Es verdad que no es fácil tomar decisiones que trastornan toda nuestra existencia, que nos alejan de nuestra zona de confort, de nuestro nido mullido en el que estamos acostumbrados a acurrucarnos; no es fácil trastocar nuestro modo de vida que conocemos desde hace mucho tiempo, incluso desde siempre.

futuro1Efectivamente, tomar semejante decisión no es nada fácil, y lo puedo asegurar con total conocimiento de causa. Pero, personalmente, encuentro que es mucho más difícil tener que vivir el resto de mi vida inmersa en condiciones miserables que destruyen mi existencia. De hecho, ¿no sería más lógico disfrutar de la vida así como de las mejores condiciones que ésta tiene para ofrecernos? ¿Por qué debemos vivir para sufrir cuando podemos elegir vivir felices?

A menudo, la gente se queja de cosas que son imposibles de cambiar. ¿De qué sirve quejarse si no se puede hacer nada? ¿No sería más inteligente aceptar lo que no se puede cambiar e intervenir frente a lo que se puede mejorar o claramente transformar?

Si nieva o si hace 40 grados bajo cero, si hiela o si hay una tormenta de nieve, ¿podemos hacer algo para cambiarlo? Evidentemente, no. Entonces, ¿de qué sirve quejarse si no es para ponernos en un estado negativo, pesimista y hasta depresivo? ¿No sería mejor alejar nuestra mente de los pensamientos negativos para poder apreciar mejor los elementos positivos que nos rodean y que nos permiten disfrutar aún más de lo bello de la vida?
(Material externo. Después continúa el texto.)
PR #1941, opened 2018-09-26
Replace CI parallelism logic with package

jamiebuilds:
I needed this logic in a couple different places so I turned it into a package with tests and shit

### DIFF
--- a/api.js
+++ b/api.js
@@ -13,6 +13,7 @@ const getPort = require('get-port');
 const arrify = require('arrify');
 const makeDir = require('make-dir');
 const ms = require('ms');
+const chunkd = require('chunkd');
 const babelPipeline = require('./lib/babel-pipeline');
 const Emittery = require('./lib/emittery');
 const RunStatus = require('./lib/run-status');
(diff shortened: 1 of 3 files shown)


api.js
```diff
@@ -84,18 +85,15 @@ class Api extends Emittery {
...
-
 					const {currentIndex, totalRuns} = this.options.parallelRuns;
 					const fileCount = files.length;
-					const each = Math.floor(fileCount / totalRuns);
-					const remainder = fileCount % totalRuns;
 
-					const offset = Math.min(currentIndex, remainder) + (currentIndex * each);
-					const currentFileCount = each + (currentIndex < remainder ? 1 : 0);
+					// The files must be in the same order across all runs, so sort them.
+					files = files.sort((a, b) => a.localeCompare(b, [], {numeric: true}));
```
sindresorhus: Couldn't the sorting here be part of `chunkd` too? Maybe as an opt-in option.

jamiebuilds: I need to be able to configure the comparator, but I guess it could do that too.

novemberborn:
Nice!

PR #1946, opened 2018-10-06
Change babel-register to @babel/register

xxczaki:
I created this PR because:
> This documentation covers the 1.0 beta releases, **which use Babel 7.**


novemberborn:
Thanks!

futuro4Entonces, si no nos gusta el clima o lo que sea del lugar donde vivimos, si no estamos conformes con nuestro trabajo, si ya no nos sentimos bien con la persona con la que vivimos, es posible actuar para cambiar el curso de las cosas. Podemos cambiar de barrio, de ciudad, de país, de continente; podemos dejar nuestro empleo y buscarnos otro mejor; podemos ponerle fin a una relación difícil y elegir de qué manera o con quién nos gustaría compartir nuestra vida.

Obviamente, no digo que se debe dejar todo de un día para el otro sin pensarlo. ¡Al contrario! Hay que sopesar los pros y los contras, las posibilidades y las consecuencias, sin perder de vista nuestro deseo, nuestras necesidades más profundas, nuestros sueños o todo lo que nos impulsa a tomar dicha decisión. En general, cuando se toma una decisión debidamente madurada, raramente nos equivocamos. Incluso, si nos equivocáramos, ¿no sería preferible saber que lo hemos intentado antes que lamentar no haber hecho nada para lograrlo?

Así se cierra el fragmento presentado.